Stored items
PR #1916, opened 2019-03-01
AMP Latest Stories dynamic block

### LINKED ISSUE #1910: AMP Stories (carousel/list) can be embedded in WordPress posts in an excerpt/preview form
- [ ] Create a block similar to the Latest Posts block in Gutenberg that lists stories. Bundle AMP Stories with an embeddable “Latest Stories” widget (dynamic block) that shows a list of stories in preview/excerpt form

kienstra:
* Begins the AMP Latest Stories dynamic block
* Uses a lot from the Latest Posts block in Core
* Work remains, including probably improving the front-end 

Closes #1910


includes/admin/class-amp-editor-blocks.php
```diff
@@ -204,4 +212,110 @@ public function print_dirty_amp_scripts() {
...
+	 * Then, this returns the smallest featured image height.
+	 *
+	 * @param array $posts An array or WP_Post objects.
+	 * @return int $minimum_height The smallest height of a featured image of any of the posts.
+	 */
+	public function get_minimum_height( $posts ) {
+		$minimum_height = 0;
+		$height_index   = 2;
+		foreach ( $posts as $post ) {
+			$image = wp_get_attachment_image_src( get_post_thumbnail_id( $post->ID ), self::LATEST_STORIES_IMAGE_SIZE );
```
westonruter: What if, by chance, a story doesn't have a featured image set?

includes/admin/class-amp-editor-blocks.php
```diff
@@ -204,4 +212,110 @@ public function print_dirty_amp_scripts() {
...
+			'suppress_filters' => false,
+		);
+
+		$story_query = new WP_Query( $args );
+
+		ob_start();
+		foreach ( $story_query->posts as $post ) :
+			?>
+			<a href="<?php echo esc_url( get_permalink( $post ) ); ?>">
+				<?php echo get_the_post_thumbnail( $post->ID, self::LATEST_STORIES_IMAGE_SIZE ); ?>
```
westonruter: What if there is no featured image? Should a fallback be used or should such posts be skipped altogether?

westonruter: I think the underlying title of the story should be included here, perhaps as the `alt` text or some other text that is displayed alongside the image.

includes/admin/class-amp-editor-blocks.php
```diff
@@ -11,6 +11,13 @@
  */
 class AMP_Editor_Blocks {
 
+	/**
+	 * The image size for the Latest Stories block.
+	 *
+	 * @var string
+	 */
+	const LATEST_STORIES_IMAGE_SIZE = 'large';
```
westonruter: I think this could be too big. Wouldn't `medium` be more appropriate?

kienstra: Sure, medium probably looks better, with 94b83fcd120362f75bf6d8116a95968c1bb1733a:
latest-posts-medium

includes/admin/class-amp-editor-blocks.php
kienstra: Sure, 843f993e3167949ad268b2f1b73d0aae09a17091 adds the story title as the `img[alt]`.

I'm also looking for a way to display the title.

includes/admin/class-amp-editor-blocks.php
kienstra: Good point. https://github.com/ampproject/amp-wp/pull/1916/commits/5e2c053f0eef3185900ed1c62dac0d69b295a165 continues in the loop if `get_post_thumbnail_id()` returns an empty string.

includes/admin/class-amp-editor-blocks.php
kienstra: Good questions. For now, 5e2c053f0eef3185900ed1c62dac0d69b295a165 only outputs the `<a>` with the image is `has_post_thumbnail()`. I'll think about a possible fallback.

kienstra:
Here's the Latest Stories block so far, with the title displaying below the featured image in an `<amp-fit-text>`. I'll keep looking at better ways to display the title.

latest-stories-so-far

includes/admin/class-amp-editor-blocks.php
kienstra: 246333c7e08fbdc3b7e33f9844dc64ac50633252 uses a fallback of any image attached to a post, in case there's no featured image. A more thorough solution might involve parsing the `post_content` for images, like from the image block.

kienstra: The current title display is [shown below](https://github.com/ampproject/amp-wp/pull/1916#issuecomment-469291561).

westonruter:
Note that the block could show up in non-AMP pages so using an `amp-carousel` may be a problem.

In general the design should I think follow how AMP Stories are presented in Google Search Results or the Google Discover feed.

westonruter:
In regards to accounting for there being no featured image, I recall that a featured image is _required_ for AMP Stories and that we will likely be blocking the publishing of a story until a featured image has been selected. So I think this should be less of a concern than normal. Also, the `WP_Query` could be modified to make sure it only queries posts that have a featured image, by adding `'meta_key' => '_thumbnail_id',` up front.

kienstra:
**Question About Display**

Hi @westonruter,
Thanks, good point that `<amp-carousel>` probably won't work for this.

What do you think about this display for the Latest Stories block?
(taken from https://www.seroundtable.com/google-amp-stories-25232.html)

seroundtable-amp-stories

It's similar to the display in the document [Understand how AMP looks in search results](https://developers.google.com/search/docs/guides/about-amp) (next to "Visual stories: A visual storytelling format")

Though there could be an issue if the featured image is too light, and the white text doesn't appear.

I couldn't find an AMP story in the Google search results or in the Google app feed, even on an Android phone.

westonruter:
@kienstra that looks great, yes. The featured image being too light could be accounted for by the gradient overlay, no?

If the gradient is not sufficient, a black drop shadow on the text could help.

Eventually, there could also be an opportunity here to use PHP to obtain a sampling of the pixels in the image itself, or rather to obtain the background color of the first page in the `amp-story` post itself. While the background color should be manually supplied currently, in the future it should also be automatically determined by sampling the pixels in JS, and then populating the story page prop. In either case, the background color of the first page should give a good indication of what the overall color of the featured image will be (hopefully) and that could inform whether white text or black text is used.

But for now, let's try with white text and a gradient overlay alone.

Also, I'm reconsidering what I said about `amp-carousel`. Given that AMP components will eventually be allowed outside of AMP documents, perhaps we should just go ahead and use `amp-carousel` in the block, whether the block is rendered on an AMP page or not. Note that in a non-AMP page, you'll have to manually do `wp_enqueue_script('amp-carousel')` since the sanitizer wouldn't be doing that for us. Let's try to embrace the future.

kienstra:
**Block With Gradient and amp-carousel**

Hi @westonruter,
Good idea to use the `<amp-carousel>` even on non-AMP. Here's the block. "Latest Stories" is the post title, and isn't part of the block:

showing-amp-story-2

Also, I think your idea of using a gradient works well:
gradient-demo

includes/admin/class-amp-editor-blocks.php
```diff
@@ -11,6 +11,13 @@
  */
 class AMP_Editor_Blocks {
 
+	/**
+	 * The ideal image size for the Latest Stories block.
+	 *
+	 * @var string
+	 */
+	public $image_size = array( 300, 400 );
```
kienstra: For most of the stories [here](https://www.ampproject.org/stories) that have a `poster-portrait-src` image, that image's dimensions are 600 x 800 px, like [this story](https://mic.com/stories/262/the-art-of-an-organized-refrigerator). So this is half of that.

Of course, this isn't a common dimension in WordPress.

kienstra:
**Block In The Editor**

Hi @westonruter,
What do you think of using this non-AMP alternative to an `<amp-carousel>`? It'll allow showing the block in the editor, using `<ServerSideRender>`.

The [latest commit](https://github.com/ampproject/amp-wp/pull/1916/commits/f9b06ed5ff48a380b483d7fe11b196a4cd489852) changes this, but I could easily revert it. It's a very simple CSS-only horizontal display of the images.

amp-stories-editor

westonruter:
@kienstra Can meta than the title be shown? As seen in the Google Discover feed that can be done with the author avatar, name, and then relative date.

image

westonruter:
> What do you think of using this non-AMP alternative to an `<amp-carousel>`? It'll allow showing the block in the editor, using `<ServerSideRender>`.

That would be OK, but it seems like the styling is broken:

image

Yes, I think that is fine.

includes/admin/class-amp-editor-blocks.php
westonruter: What about re-using the dimensions defined here:

https://github.com/ampproject/amp-wp/blob/3f570168fdfc9b4f0713089ad401852f52e88469/includes/class-amp-story-post-type.php#L86-L96

westonruter:
@kienstra It seems that the block in the edit post screen is missing styles:

image

kienstra:
Hi @westonruter,
>Can meta than the title be shown? As seen in the Google Discover feed that can be done with the author avatar, name, and then relative date.

Sure, that's a good idea. We'd still show the title, right? And also display the meta.

>It seems that the block in the edit post screen is missing styles

Thanks, I'll work on that.

westonruter:
> We'd still show the title, right? And also display the meta.

Correct: title, avatar, author name, relative date.

kienstra:
**Question About Styling In Block Editor**

Hi @westonruter,
Thanks for testing this. Is the Latest Stories block styling still not appearing in your environment for the block editor? Maybe [your commit](https://github.com/ampproject/amp-wp/pull/1916/commits/56967f4cea58cff48b3c3ee79cd55770959d239e) took care of that.

It looks like the [enqueue_block_assets callback](https://github.com/ampproject/amp-wp/pull/1916/files#diff-af86f8db0fb2fe24a8aea92de5ee5128R54) is running properly in my local for the block editor screen. But that could just be in my environment:
latest-stories-block-styling

westonruter:
> Thanks for testing this. Is the Latest Stories block styling still not appearing in your environment for the block editor? Maybe [your commit](https://github.com/ampproject/amp-wp/pull/1916/commits/56967f4cea58cff48b3c3ee79cd55770959d239e) took care of that.

I'm still seeing the problem. It looks like Twenty Seventeen has a style rule that is interfering:

image

I'm still seeing:

image

Note the first image is a landscape image, so that is why all of the slides are short. This normally should not happen once we properly set the featured image. Nevertheless, something should be done to prevent images from overflowing the `.slide` container.

kienstra:
**Image Overflow And list-style-type Should Be Fixed**

Hi @westonruter,
Thanks for your patience. With 665981a4b08c504ae5505998aa7a88372147d4fb, the `list-style-type` bullet and the image overflowing in the editor should be fixed. Of course, there are still styling issues remaining that I'm working on.

featured-img-stories

Do you see this also?

includes/admin/class-amp-editor-blocks.php
kienstra: Thanks, great idea. f325810d80c6b8dceb60ab913563e78fa77df121 uses that size `'amp-story-poster-portrait'`.

webpack.config.js
```diff
@@ -75,6 +75,7 @@ module.exports = {
 		'./assets/js/amp-validation-single-error-url-details-compiled': './assets/src/amp-validation-single-error-url-details.js',
 		'./assets/js/amp-story-editor-blocks-compiled': './assets/src/amp-story-editor-blocks.js',
 		'./assets/js/amp-story-blocks-compiled': './assets/src/blocks/stories.js',
+		'./assets/js/amp-agnostic-blocks-compiled': './assets/src/blocks/amp-agnostic.js',
```
kienstra: Maybe creating a new built JS file isn't needed for this. But it sounds like this block needs to be available in non-AMP, while `amp-blocks-compiled.js` is only available in Native AMP.

kienstra:

Hi @westonruter,
Could you please look at this PR again? The styling matches [your screenshot](https://github.com/ampproject/amp-wp/pull/1916#issuecomment-470207600) from the Discover feed better.

demo-stories

Thanks, Weston!

includes/admin/class-amp-editor-blocks.php
```diff
@@ -177,6 +195,14 @@ public function enqueue_block_editor_assets() {
 		}
 	}
 
+	/**
+	 * Enqueues the front-end block stylesheet.
+	 */
+	public function enqueue_block_assets() {
+		$stylesheet_base = 'amp-blocks';
+		wp_enqueue_style( $stylesheet_base . '-style', amp_get_asset_url( "/css/{$stylesheet_base}.css" ), array(), AMP__VERSION );
```
westonruter: We should not enqueue this unless it is actually needed. So what that means is that we should call `wp_enqueue_style()` _inside_ the `render_callback`. As an added benefit, browsers now will load the stylesheet asynchronously.

includes/admin/class-amp-editor-blocks.php
```diff
@@ -123,6 +132,15 @@ public function whitelist_block_atts_in_wp_kses_allowed_html( $tags, $context )
 	 */
 	public function enqueue_block_editor_assets() {
 
+		$amp_agnostic_slug = 'amp-agnostic-blocks-compiled';
+		wp_enqueue_script(
```
westonruter: I don't think this should be in a separate script. It should rather be part of `amp-editor-blocks`, or even as part of `amp-editor-blocks-build`. The filtering out of non-AMP native blocks could be done in JS instead, as the ideal is for all AMP components to be usable in non-AMP pages this year anyway.

I don't feel strongly about this, however.

includes/admin/class-amp-editor-blocks.php
kienstra: Great idea, https://github.com/ampproject/amp-wp/pull/1916/commits/06a519c2b7b4e8d87d73ddd3fd44fdaaa35cc6b4 enqueues the stylesheet in the `render_callback`.

includes/admin/class-amp-editor-blocks.php
```diff
@@ -204,4 +230,165 @@ public function print_dirty_amp_scripts() {
...
+		}
+
+		ob_start();
+		?>
+		<div class="<?php echo esc_attr( $class ); ?>">
+			<div class="latest-stories-carousel" style="height:<?php echo esc_attr( $min_height ); ?>px;">
+				<?php
+				foreach ( $story_query->posts as $post ) :
+					$thumbnail_id = get_post_thumbnail_id( $post );
+					if ( $thumbnail_id ) :
```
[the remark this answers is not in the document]
kienstra: Good point, https://github.com/ampproject/amp-wp/pull/1916/commits/c6da6d2f0ba3fe5a187cd7cd3fe29e3848bb8401#diff-37ed1ba86eaee9e72c2ced620309452bR602 adds your snippet to the new method.

includes/admin/class-amp-editor-blocks.php
```diff
@@ -204,4 +230,165 @@ public function print_dirty_amp_scripts() {
...
+										esc_html( $author_display_name ),
+										esc_html( human_time_diff( get_post_time( 'U', false, $post->ID ), current_time( 'timestamp' ) ) )
+									);
+									?>
+								</span>
+							</div>
+						</a>
+						<?php
+					endif;
+				endforeach;
```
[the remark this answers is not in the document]
kienstra: Sure, https://github.com/ampproject/amp-wp/commit/c6da6d2f0ba3fe5a187cd7cd3fe29e3848bb8401 abstracts the markup in the loop into a new method.

includes/admin/class-amp-editor-blocks.php
```diff
@@ -204,4 +230,165 @@ public function print_dirty_amp_scripts() {
...
+		$min_height  = $this->get_minimum_dimension( 'height', $story_query->posts );
+		$class       = 'amp-block-latest-stories';
+		if ( isset( $attributes['className'] ) ) {
+			$class .= ' ' . $attributes['className'];
+		}
+
+		ob_start();
+		?>
+		<div class="<?php echo esc_attr( $class ); ?>">
+			<div class="latest-stories-carousel" style="height:<?php echo esc_attr( $min_height ); ?>px;">
```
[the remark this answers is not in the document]
kienstra: Sure, I'm working on using `<ul>` now.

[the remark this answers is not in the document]
kienstra: Good idea, https://github.com/ampproject/amp-wp/pull/1916/commits/479bf16395022d10beb0b74c7ef61900253fdf28 uses `<ul>` and `<li>`.

includes/admin/class-amp-editor-blocks.php
kienstra: Good point, https://github.com/ampproject/amp-wp/pull/1916/commits/55d9d5ad2ae192a0e80504af340b3f2202872bb4 and https://github.com/ampproject/amp-wp/pull/1916/commits/018714479b4345cfce0d0870d8155dcf34a8040c remove that separate script, and [unregister](https://github.com/ampproject/amp-wp/pull/1916/commits/018714479b4345cfce0d0870d8155dcf34a8040c#diff-7ac3542e9bd216dc31cffe9828cae472R926) AMP-dependent blocks using [a blacklist approach](https://wordpress.org/gutenberg/handbook/designers-developers/developers/filters/block-filters/#using-a-blacklist) that the documentation recommends.

However if there was already an AMP-dependent block on the page, and it gets unregistered, there's an error.

I need to look at this more.

For example:
1. In Native AMP, add an `amp-mathml` block to some post
2. Change to Classic mode
3. Refresh the post's block editor
4. This appears:
>TypeError: Cannot read property 'title' of undefined at editor.min.js?ver=9.0.11:55

js-error

assets/js/amp-editor-blocks.js
```diff
@@ -113,6 +113,7 @@ const ampEditorBlocks = ( function() {
 		wp.hooks.addFilter( 'blocks.getSaveElement', 'ampEditorBlocks/filterSave', component.filterBlocksSave );
 		wp.hooks.addFilter( 'editor.BlockEdit', 'ampEditorBlocks/filterEdit', component.filterBlocksEdit );
 		wp.hooks.addFilter( 'blocks.getSaveContent.extraProps', 'ampEditorBlocks/addExtraAttributes', component.addAMPExtraProps );
+		wp.domReady( component.maybeUnregisterBlocks );
```
westonruter: Does calling this immediately (and not waiting for `domReady`) help with the error?

kienstra: Great idea, https://github.com/ampproject/amp-wp/pull/1916/commits/01bafa706c3e22c180326ba68c4f603f3d13a6a4 calls it right away, without `wp.domReady`. 

Now, the warning is as expected when converting to Classic mode:
warning-as-expected

westonruter: So there are no more outstanding issues as far as you're concerned, and it is ready for final review?

includes/admin/class-amp-editor-blocks.php
```diff
@@ -204,4 +205,131 @@ public function print_dirty_amp_scripts() {
...
+		$min_height  = $this->get_minimum_dimension( 'height', $story_query->posts );
+		$class       = 'amp-block-latest-stories';
+		if ( isset( $attributes['className'] ) ) {
+			$class .= ' ' . $attributes['className'];
+		}
+
+		ob_start();
+		?>
+		<div class="<?php echo esc_attr( $class ); ?>">
+			<ul class="latest-stories-carousel" style="height:<?php echo esc_attr( $min_height ); ?>px;">
```
westonruter: I realize that this contradicts what I said before about this being a `ul`, but isn't this actually supposed to be an `amp-carousel` outside of the editor?

assets/js/amp-editor-blocks.js
kienstra: Yes, sorry for the delay in replying.

includes/admin/class-amp-editor-blocks.php
```diff
@@ -124,7 +125,7 @@ public function whitelist_block_atts_in_wp_kses_allowed_html( $tags, $context )
 	public function enqueue_block_editor_assets() {
 
 		// Enqueue script and style for AMP-specific blocks.
-		if ( amp_is_canonical() && AMP_Story_Post_Type::POST_TYPE_SLUG !== get_current_screen()->post_type ) {
+		if ( AMP_Story_Post_Type::POST_TYPE_SLUG !== get_current_screen()->post_type ) {
```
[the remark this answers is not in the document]
kienstra: Good question. I don't know of a reason to exclude AMP blocks like `amp-jwplayer` from AMP stories, though I don't have much experience with AMP stories yet.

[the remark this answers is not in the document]
westonruter: We can leave it as-is for now. Part of a broader discussion about which blocks go into AMP stories.

assets/js/amp-editor-blocks.js
```diff
@@ -903,6 +904,30 @@ const ampEditorBlocks = ( function() {
...
+			'amp-jwplayer',
+			'amp-mathml',
+			'amp-o2-player',
+			'amp-ooyala-player',
+			'amp-reach-player',
+			'amp-springboard-player',
+			'amp-timeago',
+		];
+
+		if ( ! component.data.hasThemeSupport ) {
```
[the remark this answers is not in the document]
kienstra: Right, that's a good catch. https://github.com/ampproject/amp-wp/pull/1916/commits/2be208de3acbebc28aaa1abe837834effc61abc2 changes the check to `amp_is_canonical()`.

includes/admin/class-amp-editor-blocks.php
```diff
@@ -204,4 +205,131 @@ public function print_dirty_amp_scripts() {
...
+	 * This iterates through all of the posts, to find their featured image.
+	 * Then, this returns the smallest dimension (width or height).
+	 * For example, if $dimension is 'width' and the featured image widths are 100, 200 and 300,
+	 * this will return 100.
+	 *
+	 * @param string $dimension The dimension, either 'width' or 'height'.
+	 * @param array  $posts An array or WP_Post objects.
+	 * @return int $minimum_dimension The smallest dimension of a featured image.
+	 */
+	public function get_minimum_dimension( $dimension, $posts ) {
```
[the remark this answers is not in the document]
kienstra: Yeah, good idea. https://github.com/ampproject/amp-wp/pull/1916/commits/1dc1a852d4ecf172e323100a7854c9835621b2da changes the method name to `get_featured_image_minmum_height()`.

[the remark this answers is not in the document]
kienstra: Good point, https://github.com/ampproject/amp-wp/pull/1916/commits/1dc1a852d4ecf172e323100a7854c9835621b2da changes the method name to `get_featured_image_minmum_height()`.

includes/admin/class-amp-editor-blocks.php
```diff
@@ -204,4 +205,131 @@ public function print_dirty_amp_scripts() {
...
+		$class       = 'amp-block-latest-stories';
+		if ( isset( $attributes['className'] ) ) {
+			$class .= ' ' . $attributes['className'];
+		}
+
+		ob_start();
+		?>
+		<div class="<?php echo esc_attr( $class ); ?>">
+			<ul class="latest-stories-carousel" style="height:<?php echo esc_attr( $min_height ); ?>px;">
+				<?php
```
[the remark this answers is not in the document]
kienstra: Sure, good idea. https://github.com/ampproject/amp-wp/pull/1916/commits/f0ebfee589b176a41a994ad7d6cf324142ffe575 uses that suggestion.

assets/src/blocks/amp-latest-stories/index.js
```diff
@@ -0,0 +1,44 @@
...
+
+/**
+ * Internal dependencies
+ */
+import edit from './edit';
+
+export const name = 'amp/amp-latest-stories';
+
+export const settings = {
+	title: __( 'AMP Latest Stories', 'amp' ),
```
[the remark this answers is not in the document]
kienstra: Sure, https://github.com/ampproject/amp-wp/pull/1916/commits/4b7a1d239ad16e86f02a0ed5191533aeb44f3e0b changes the title to 'Latest Stories'.

includes/admin/class-amp-editor-blocks.php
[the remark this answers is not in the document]
kienstra: Sounds good

includes/admin/class-amp-editor-blocks.php
kienstra: Sure, this could be an `<amp-carousel>` only on the front-end if you'd like. The idea of having the same `<ul>` carousel on the front-end and editor was to make this more DRY.

Still, there wouldn't be too much duplication in code by having the `<amp-carousel>` on the front-end. Just slight changes in markup, and some extra editor styles. Here's what it looks like when I just changed the `<ul>` to an `<amp-carousel>`:

amp-carousel

If you'd like to have an `<amp-carousel>` on the front-end, maybe this could pass an attribute to [ServerSideRender](https://wordpress.org/gutenberg/handbook/designers-developers/developers/components/server-side-render/#attributes) like `isEditor`, so that it's different in the editor and front-end.

westonruter: Yeah, that sounds good. As for DRY, we'll eventually only include `amp-carousel` so we can live with some WET for now.

Can the carousel be `fixed-height` so it can show multiple slides at the same time?

kienstra: Sure, https://github.com/ampproject/amp-wp/pull/1916/commits/1fb85db0899da34eaf265f8827c11f59c4cb8ef7 outputs a fixed-height `<amp-carousel>` on the front end. There are still styling fixes needed for the `<amp-carousel>`. If it's alright, I'll apply those tomorrow. Sorry I've been slow replying lately.

kienstra: **Some Styling Fixes Made**
*More To Come*

https://github.com/ampproject/amp-wp/pull/1916/commits/58bfd396f282ae7092d35604a0c8005907441ac2 makes some styling improvements, but some more are needed:
current-carousel

kienstra:
**Suggestions Applied**

Hi @westonruter,
Sorry for the delay. With the latest commits, your review suggestions are now applied. The `<amp-carousel>` is now styled better:

amp-carousel

westonruter:
Oops. And I broke it.

kienstra:
Ah, sorry for forgetting to enqueue the `amp-carousel` script.

westonruter:
@kienstra thanks, this is great.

| PROMPT |
Whenever the string "same" shows up in a line of the entries, copy that line.

| ANSWER SPACE |
kienstra: Sure, this could be an `<amp-carousel>` only on the front-end if you'd like. The idea of having the same `<ul>` carousel on the front-end and editor was to make this more DRY.
Can the carousel be `fixed-height` so it can show multiple slides at the same time?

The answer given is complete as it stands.